Il piano di Arcelor-Mittal prevede 4200 esuberi tra gli impiegati nelle attività di ambientalizzazione del sito di Taranto gestito dall’amministrazione straordinaria. Ma soprattutto c’è il ricorso: “Il decreto – ricordava qualche giorno fa il presidente della Regione nel suo comunicato – consente all’ILVA di proseguire sino al 23 agosto 2023 l’attività siderurgica nelle stesse condizioni illegittime, e non più ambientalmente sostenibili, addirittura precedenti alla prima Aia, nonché alle Bat (Best available techniques) per la produzione di ferro e acciaio pubblicate nel 2012″. Il governatore pugliese sottolineava che “il governo, peraltro, ha totalmente ignorato le osservazioni della Regione Puglia, formalmente presentate nell’ambito del procedimento concluso con il Dpcm impugnato, senza alcuna giustificazione”, in questo modo “agendo in violazione dei più elementari principi di pubblicità, trasparenza e imparzialità e in spregio al dovere di leale collaborazione istituzionale che dovrebbe ispirare il comportamento della Pubblica Amministrazione”.
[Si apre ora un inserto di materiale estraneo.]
PR #4216, opened 2025-05-09
EMSUSD-2210	 As a user, I want the ability to import camera animation curves

barbalt:


barbalt:
Tests are failing with unrelated changes

lib/mayaUsd/fileio/translators/translatorCamera.cpp
```diff
@@ -26,6 +26,10 @@
 #include <pxr/base/gf/vec2f.h>
 #include <pxr/base/tf/token.h>
 #include <pxr/base/tf/type.h>
+#if PXR_VERSION >= 2411
```
pierrebai-adsk, line 29: I know it is more work, but in the past we use CMake to create symbols like USD_HAS_SPLINE or somethign similar, so that the check for USD version is done in CMake instead of C++ and C++ uses more meaningful #ifdef.

lib/mayaUsd/fileio/translators/translatorCamera.cpp
```diff
@@ -204,13 +208,173 @@ static bool _CreateAnimCurveForPlug(
     return true;
 }
 
+#if PXR_VERSION >= 2411
+static MFnAnimCurve::InfinityType _ConvertUsdExtrapolationTypeToMaya(TsExtrapMode usdExtrapolation)
+{
```
pierrebai-adsk, line 213: I won't review the details since IDK about USD splines and Maya anim curve much.

lib/mayaUsd/fileio/translators/translatorCamera.cpp
```diff
@@ -204,13 +208,173 @@ static bool _CreateAnimCurveForPlug(
...
+}
+
+static bool _CreatePlugSpline(
+    MPlug&                    plug,
+    TsSpline                  spline,
+    UsdMayaPrimReaderContext* context,
+    const MDistance::Unit     convertToUnit = MDistance::kMillimeters)
+{
+    auto valueType = spline.GetValueType();
+    if (valueType != Ts_GetType<float>()) {
```
pierrebai-adsk, line 240: I'm going to guess USD only supports floats by definition? Or is double support coming in the future or was decided not to be supported?

lib/mayaUsd/fileio/translators/translatorCamera.cpp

Il lavoro, la salute e l’ILVA

I sindacati si sono schierati con il governo e hanno chiesto a Emiliano insieme al ministro dello Sviluppo Carlo Calenda di ritirare il ricorso  e di sedersi al tavolo per Taranto, “ci aiuti a migliorare il piano ma non faccia ostruzionismo” perché il rischio è che l’investitore, cioè Arcelor-Mittal, se ne vada. Pronta la risposta di Emiliano: “Se il Governo vuole evitare il giudizio ritiri l’atto impugnato e lo corregga secondo le indicazioni della Regione Puglia e del Comune di Taranto avviando il processo di decarbonizzazione dell’Ilva“. Emiliano contesta anche la minaccia, prefigurata da Calenda, dello spegnimento dell’Ilva. “L’eventuale annullamento” del Dpcm da parte del Tar “non comporterebbe lo spegnimento dell’Ilva spiega Emiliano da ex magistrato, perché, in quel caso, “ritornerebbe ad essere efficace il vecchio piano ambientale del 2014”. Il presidente della regione, alla fine dice chiaramente che per ILVA avrebbe preferito il piano industriale e ambientale di Acciaitalia che “indirizzava l’ILVA verso la decarbonizzazione negli anni futuri e abbatteva fin da subito della metà le emissioni” .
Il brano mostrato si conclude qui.